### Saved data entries
Segment Open
PR #1904, opened 2021-07-15
feat: adding embedded trailers to desktop and deep linking to mobile 

### LINKED ISSUE #962: Embedded  / Popup Trailers instead of linking
No, but don't like having a new tab/window opened. :)

Instead of an external link to a trailer, load it inside overseerr. I'm sure there's some term for it I don't know but like a popup/embedded option. 

**Additional context**
An example would be TMDB 
image

### LINKED ISSUE #1576: "Watch Trailer" (on mobile browser) opens unnecessary blank tab in browser
#### Description

On a mobile browser, when you press "Watch Trailer," a blank, new page tab is opened, then the user is redirected to the YouTube app. Then when you switch back to the browser, you need to delete the newly opened blank tab and go back to Overseerr

#### Version

1.23.2

#### Steps to Reproduce

(ON MOBILE DEVICE BROWSER)

1. View Media (Movie or Series)
2. Tap "Watch Trailer"

#### Expected Behavior

When the user clicks Watch Trailer, blank tab should not be created. Should redirect to YouTube / open YouTube app without blank tab. 

#### Device

What device were you using when you encountered this issue? Please provide this information to help us reproduce and investigate the bug.

- **Platform:** smartphone
- **Device:** iPhone 11
- **OS:** iOS 8.1
- **Browser:** Chrome & Firefox tested

lukepolo:
feat: adding deep link for youtube trailers

#### Description
Adding Embedded Trailers for Desktop / Adding Deep Linking Capabilities for mobile

image

#### To-Dos

#### Issues Fixed or Closed

- Fixes #962
- Fixed #1576

Im sure you will want to move a couple of things around , also this assumes that only `youtube` is used (which is bad IMO).

Let me know if you would like me to move forward with this.

### DIFF
--- a/server/index.ts
+++ b/server/index.ts
@@ -28,6 +28,7 @@ import { getSettings } from './lib/settings';
 import logger from './logger';
 import routes from './routes';
 import { getAppVersion } from './utils/appVersion';
+import { URL } from 'url';
 
 const API_SPEC_PATH = path.join(__dirname, '../overseerr-api.yml');
 
@@ -166,6 +167,28 @@ app
       next();
     });
     server.use('/api/v1', routes);
+    server.get('/deep-link', (req, res) => {
+      const url = req.query.url as string;
+      if (!url) {
+        res.status(400);
+        res.send('URL was not supplied.');
+        return;
+      }
+
+      const parsedUrl = new URL(url);
+      const deepLinkURL = parsedUrl.searchParams.get('v');
+
+      res.send(`
+        <script type="text/javascript">
+            window.onload = function() {
+                window.location = 'youtube://${deepLinkURL}';
+                window.setTimeout(function() {
+                    window.location = "${url}";
+                }, 25);
+            };
+        </script>
+      `);
+    });
     server.get('*', (req, res) => handle(req, res));
     server.use(
       (
--- a/server/index.ts
+++ b/server/index.ts
@@ -168,7 +168,7 @@ app
     });
     server.use('/api/v1', routes);
     server.get('/deep-link', (req, res) => {
-      const url = req.query.url as string;
+      const url = encodeURI(req.query.url as string);
       if (!url) {
         res.status(400);
         res.send('URL was not supplied.');
--- a/src/components/Common/PlayButton/index.tsx
+++ b/src/components/Common/PlayButton/index.tsx
@@ -8,8 +8,8 @@ interface PlayButtonProps {
 }
 
 export enum PlayButtonLinkTypes {
-  Web = 'web',
-  Trailer = 'trailer',
+  WEB = 'web',
+  TRAILER = 'trailer',
 }
 
 export interface PlayButtonLink {
--- a/src/components/Common/PlayButton/index.tsx
+++ b/src/components/Common/PlayButton/index.tsx
@@ -1,50 +1,83 @@
-import React, { ReactNode } from 'react';
+import React, { ReactNode, useState } from 'react';
+
 import ButtonWithDropdown from '../ButtonWithDropdown';
+import Trailer from '../../Trailer';
 
 interface PlayButtonProps {
   links: PlayButtonLink[];
 }
 
+export enum PlayButtonLinkTypes {
+  Web = 'web',
+  Trailer = 'trailer',
+}
+
 export interface PlayButtonLink {
+  type?: string;
   text: string;
   url: string;
   svg: ReactNode;
 }
 
 const PlayButton: React.FC<PlayButtonProps> = ({ links }) => {
+  const [viewingUrl, setViewingUrl] = useState<string | undefined>();
+
+  function openLink(link: PlayButtonLink): void {
+    switch (link.type) {
+      case PlayButtonLinkTypes.Trailer:
+        if (/Android|iPhone|iPad|iPod/i.test(navigator.userAgent)) {
+          window.open(`/deep-link?url=${link.url}`, '_blank');
+          return;
+        }
+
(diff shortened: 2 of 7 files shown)


src/components/Common/PlayButton/index.tsx
```diff
@@ -1,51 +1,104 @@
...
+  type?: string;
   text: string;
   url: string;
   svg: ReactNode;
 }
 
-const PlayButton: React.FC<PlayButtonProps> = ({ links }) => {
-  if (!links || !links.length) {
-    return null;
+const PlayButton = class PlaybuttonClass extends React.Component<
```
sct, line 25: Why did you convert this to a class component?

server/index.ts
```diff
@@ -144,6 +145,28 @@ app
...
+        <script type="text/javascript">
+            window.onload = function() {
+                window.location = 'youtube://${deepLinkURL}';
+                window.setTimeout(function() {
+                    window.location = "${url}";
+                }, 25);
+            };
+        </script>
+      `);
+    });
```
sct, line 169: I'm not sure what the purpose of this endpoint is?

.nvmrc
```diff
@@ -0,0 +1 @@
+14.17
```
sct, line 1: Lets not commit this file please.

server/api/themoviedb/interfaces.ts
```diff
@@ -1,3 +1,5 @@
+import { VideoType } from '../../models/Movie';
```
sct, line 1: It doesn't make sense to import a type from models into the typing for TMDB API. If anything it should be the other way around, or just have two mirrored, compatible types.

server/index.ts
lukepolo: this allows for deeplinking, without it it keeps a tab open on mobile : fixes #1576

src/components/Common/PlayButton/index.tsx
lukepolo: as my PR states, i have basic knowledge of react at best , but I believe it's because i've made it non function as im changing state within it. 

If this is possible via functional component still let me know and ill go read more docs

server/api/themoviedb/interfaces.ts
lukepolo: agreed

lukepolo: I've mirrored them for now , probably requires more clean up, as the Movie ones make sure its a youtube but the TV does not.

server/index.ts
sct: Okay sure I can understand why you want to do this but why not just handle this on the JS side in the frontend instead of doing it in the API?

src/components/Common/PlayButton/index.tsx
sct: It's very possible! You use `useState` to accomplish it. Take a look at our other components and look into React hooks. Class components are super bug-prone so we don't use them at all in Overseerr.

server/index.ts
sct: Also what happens if the user doesn't have the youtube app installed on their phone?

lukepolo: It has to be a new window for this to work , if it YouTube isn’t on their phone it will go to the YouTube site

src/components/Common/PlayButton/index.tsx
lukepolo: Sounds good! I’ll go do that

server/api/themoviedb/interfaces.ts
lukepolo: I reverted this, no need for it.

sct:
Sorry for the wait @lukepolo I have been dumb busy. I will try to get to this soon! 🙇

sct:
Hi @lukepolo let's get this rebased and I will take another look.

I think the design will need some work but the logic seems sound otherwise. I can handle changing the design once we get it merged :)

lukepolo:
Rebased, confirmed it is still working on web/iOS chrome.

src/components/Common/PlayButton/index.tsx
```diff
@@ -1,50 +1,83 @@
...
 import ButtonWithDropdown from '../ButtonWithDropdown';
+import Trailer from '../../Trailer';
 
 interface PlayButtonProps {
   links: PlayButtonLink[];
 }
 
+export enum PlayButtonLinkTypes {
+  Web = 'web',
+  Trailer = 'trailer',
```
TheCatLady, line 12:
```suggestion
  WEB = 'web',
  TRAILER = 'trailer',
```

server/index.ts
TheCatLady: I also don't understand why this isn't done in the frontend. 🤔

lukepolo: I've tried this but it seems it has to be a new window for this to work. You could probably render this from a view but I ran into problems trying that as well (its been a few months so i can't recall all the particulars)

TheCatLady: I don't understand what the need for a new window has to do with this being handled in the frontend, though?  This doesn't belong in the API.

lukepolo: we can move this into a deeplink.html and serve that instead. But you don't want to load the entire app if you don't have to.

lukepolo: i found a way todo it via UI only , it may not work for all phones, i only tested on my iOS phone.

lukepolo:
forgot I was working on this, cant remember but I thought something wasn't working with the implementation. may look at it here  soon

PR #1995, opened 2021-08-15
feat(servarr): auto fill base url when testing service if missing

danshilm:
#### Description

This will fill the base URL of the *arr service only if it's missing and the base URL hasn't been
provided beforehand

N/A

#### To-Dos

#### Issues Fixed or Closed

- Fixes none


server/routes/settings/radarr.ts
```diff
@@ -57,6 +58,10 @@ radarrRoutes.post<
         path: folder.path,
       })),
       tags,
+      urlBase:
+        req.body.baseUrl && req.body.baseUrl !== ''
```
TheCatLady, line 62:
```suggestion
        req.body.baseUrl
```

server/routes/settings/sonarr.ts
```diff
@@ -55,6 +56,10 @@ sonarrRoutes.post('/test', async (req, res, next) => {
       })),
       languageProfiles,
       tags,
+      urlBase:
+        req.body.baseUrl && req.body.baseUrl !== ''
```
TheCatLady, line 60:
```suggestion
        req.body.baseUrl
```

src/components/Settings/RadarrModal/index.tsx
```diff
@@ -317,6 +318,9 @@ const RadarrModal: React.FC<RadarrModalProps> = ({
                     port: values.port,
                     useSsl: values.ssl,
                   });
+                  if (!values.baseUrl || values.baseUrl === '') {
```
TheCatLady, line 321:
```suggestion
                  if (!values.baseUrl) {
```

src/components/Settings/SonarrModal/index.tsx
```diff
@@ -348,6 +349,9 @@ const SonarrModal: React.FC<SonarrModalProps> = ({
                     port: values.port,
                     useSsl: values.ssl,
                   });
+                  if (!values.baseUrl || values.baseUrl === '') {
```
TheCatLady, line 352:
```suggestion
                  if (!values.baseUrl) {
```

TheCatLady (commented):
Empty string is a falsy value 😉

server/routes/settings/radarr.ts
danshilm: Thanks for pointing that out, I forgot about it.

server/api/servarr/base.ts
```diff
@@ -81,6 +110,22 @@ class ServarrBase<QueueItemAppendT> extends ExternalAPI {
     this.apiName = apiName;
   }
 
+  public getSystemStatus = async (): Promise<SystemStatus> => {
+    try {
+      const data = await this.getRolling<SystemStatus>(
```
sct, line 115: I think it's best we don't use the rolling cache here. Instead, just do a direct request every time so we always have the latest status information.

We use rolling in other places primarily because we don't want to slow down showing profiles/root folders every time we open the request modal.

danshilm: Noted 👍

PR #1996, opened 2021-08-16
fix(api): remove duplicate recommendation results

maxmonciardini:
#### Description
I was scrolling through Overseerr today when I clicked on the Recommendations tab and noticed that there were duplicate movie and TV show results (screenshots below). After investigating the issue, I discovered that the bug is not in fact caused by Overseerr, but instead a problem of the TMDB API itself. 

When requesting paginated results from the TMDB API, the last result of page 1 is repeated as the first result of page 2. I put some screenshots below so you can see what I'm talking about. 

To fix this issue, I removed the first result from every page after page 1. 

Duplicate movie
Duplicate movie in recommendations

Duplicate TV show
Duplicate tv show in recommendations

Page 1 of TMDB Recommendation API Request
Page 1 TMDB

Page 2 of TMDB Recommendation API Request
Page 2 TMDB

All fixed!
Fixed movie recommendations

Fixed tv recommendations

### DIFF
--- a/server/routes/movie.ts
+++ b/server/routes/movie.ts
@@ -39,6 +39,12 @@ movieRoutes.get('/:id/recommendations', async (req, res) => {
     language: req.locale ?? (req.query.language as string),
   });
 
+  // The TMDB API returns the last result of page 1 as the first result of page 2 and so on.
+  // We need to remove the first result of the results array to prevent duplicates.
+  if (results.page > 1) {
+    results.results.shift();
+  }
+
   const media = await Media.getRelatedMedia(
     results.results.map((result) => result.id)
   );
--- a/server/routes/movie.ts
+++ b/server/routes/movie.ts
@@ -39,12 +39,6 @@ movieRoutes.get('/:id/recommendations', async (req, res) => {
     language: req.locale ?? (req.query.language as string),
   });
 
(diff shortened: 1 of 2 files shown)


TheCatLady:
Since it isn't an Overseerr issue, I don't think this is a good idea.  TMDb should fix the issue on their end.

sct:
It doesn't _always_ duplicate in this manner. Its a cache mismatch on TMDB's side. This PR would actually remove non-duplciates in most cases.

maxmonciardini:
> It doesn't _always_ duplicate in this manner. Its a cache mismatch on TMDB's side. This PR would actually remove non-duplciates in most cases.
Good to know! Maybe instead we could go about this by filtering the results on the client side and removing any movies/shows that share the same "id" key.

sct:
> > It doesn't _always_ duplicate in this manner. Its a cache mismatch on TMDB's side. This PR would actually remove non-duplciates in most cases.
> 
> Good to know! Maybe instead we could go about this by filtering the results on the client side and removing any movies/shows that share the same "id" key.

That would mean the client would needs to store each item it's already displayed and then iterate through that list to check each title for duplicates. I fear this will mean a performance hit for large scrolling lists. This is something we just aren't going to bother fixing, and leave it up to TMDb to fix sometime.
Segment Closed
### EXERCISE
Show a copy of each line from the records above in which the string "SystemStatus" occurs.

### ANSWER SECTION
+  public getSystemStatus = async (): Promise<SystemStatus> => {
+      const data = await this.getRolling<SystemStatus>(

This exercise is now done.